╭─ Study material

PR #5076, opened 2026-08-19
fix: preserve async usage callbacks after request cancellation

haowang02:
Fixes https://github.com/router-for-me/CLIProxyAPI/issues/5244

## Problem

Usage records are delivered asynchronously, but the queue keeps the original request context. If the request finishes before a queued record is dispatched, that context is canceled. Consumers that honor context cancellation can then reject the callback, causing the usage record to be dropped.

## Fix

Detach the context from request cancellation when the record is queued. context.WithoutCancel preserves context values needed by usage consumers while preventing request completion from canceling asynchronous delivery.

## Test

Add a deterministic regression test that blocks dispatch, cancels the original request context, then verifies that the next usage consumer still receives the context value with no cancellation error.

- go test ./sdk/cliproxy/usage ./internal/pluginhost
- go test -race -run TestManagerPublishPreservesValuesAfterRequestCancellation ./sdk/cliproxy/usage

### DIFF
--- a/sdk/cliproxy/usage/manager.go
+++ b/sdk/cliproxy/usage/manager.go
@@ -313,6 +313,13 @@ func (m *Manager) Publish(ctx context.Context, record Record) {
 	if m == nil {
 		return
 	}
+	if ctx == nil {
+		ctx = context.Background()
+	} else {
+		// Usage delivery is asynchronous and commonly runs after the request ends.
+		// Preserve request values without letting request cancellation drop the record.
+		ctx = context.WithoutCancel(ctx)
+	}
 	// ensure worker is running even if Start was not called explicitly
 	m.Start(context.Background())
 	m.mu.Lock()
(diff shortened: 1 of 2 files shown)


haowang02:
维护人员您好，这个 bug 是在我尝试为 CPA 开发计费插件时发现的。我的计费插件需要在每次请求完成后接收 CPA 解析出的 usage，使用其中的 tokens 数据进行计费。

CPA 对 usage 的投递是异步的，但其把 HTTP 请求的 context 一起放入队列。响应结束后 context 随即被取消；如果 usage 还在等待处理，插件调用会因 context.Canceled 被直接跳过，造成相关 usage 不会被投递给计费插件，具体表现就是漏记一些请求。

该 PR 在 usage 入队前使用 context.WithoutCancel：保留请求中的模型、身份等上下文信息，同时解除与 HTTP 请求取消信号的绑定。这样即使响应已经结束，usage 仍能完整送达计费插件，避免账单缺失。

该 PR 仅添加数行代码，不会对现有 CLIProxyAPI 功能造成任何破坏性变更。
希望能尽快合并到仓库中，感谢审核🙏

╰─

▶ _Work request_
Could every entry above be printed again, word for word?

▶ _Answer box_
PR #5076, opened 2026-08-19
fix: preserve async usage callbacks after request cancellation

haowang02:
Fixes https://github.com/router-for-me/CLIProxyAPI/issues/5244

## Problem

Usage records are delivered asynchronously, but the queue keeps the original request context. If the request finishes before a queued record is dispatched, that context is canceled. Consumers that honor context cancellation can then reject the callback, causing the usage record to be dropped.

## Fix

Detach the context from request cancellation when the record is queued. context.WithoutCancel preserves context values needed by usage consumers while preventing request completion from canceling asynchronous delivery.

## Test

Add a deterministic regression test that blocks dispatch, cancels the original request context, then verifies that the next usage consumer still receives the context value with no cancellation error.

- go test ./sdk/cliproxy/usage ./internal/pluginhost
- go test -race -run TestManagerPublishPreservesValuesAfterRequestCancellation ./sdk/cliproxy/usage

### DIFF
--- a/sdk/cliproxy/usage/manager.go
+++ b/sdk/cliproxy/usage/manager.go
@@ -313,6 +313,13 @@ func (m *Manager) Publish(ctx context.Context, record Record) {
 	if m == nil {
 		return
 	}
+	if ctx == nil {
+		ctx = context.Background()
+	} else {
+		// Usage delivery is asynchronous and commonly runs after the request ends.
+		// Preserve request values without letting request cancellation drop the record.
+		ctx = context.WithoutCancel(ctx)
+	}
 	// ensure worker is running even if Start was not called explicitly
 	m.Start(context.Background())
 	m.mu.Lock()
(diff shortened: 1 of 2 files shown)


haowang02:
维护人员您好，这个 bug 是在我尝试为 CPA 开发计费插件时发现的。我的计费插件需要在每次请求完成后接收 CPA 解析出的 usage，使用其中的 tokens 数据进行计费。

CPA 对 usage 的投递是异步的，但其把 HTTP 请求的 context 一起放入队列。响应结束后 context 随即被取消；如果 usage 还在等待处理，插件调用会因 context.Canceled 被直接跳过，造成相关 usage 不会被投递给计费插件，具体表现就是漏记一些请求。

该 PR 在 usage 入队前使用 context.WithoutCancel：保留请求中的模型、身份等上下文信息，同时解除与 HTTP 请求取消信号的绑定。这样即使响应已经结束，usage 仍能完整送达计费插件，避免账单缺失。

该 PR 仅添加数行代码，不会对现有 CLIProxyAPI 功能造成任何破坏性变更。
希望能尽快合并到仓库中，感谢审核🙏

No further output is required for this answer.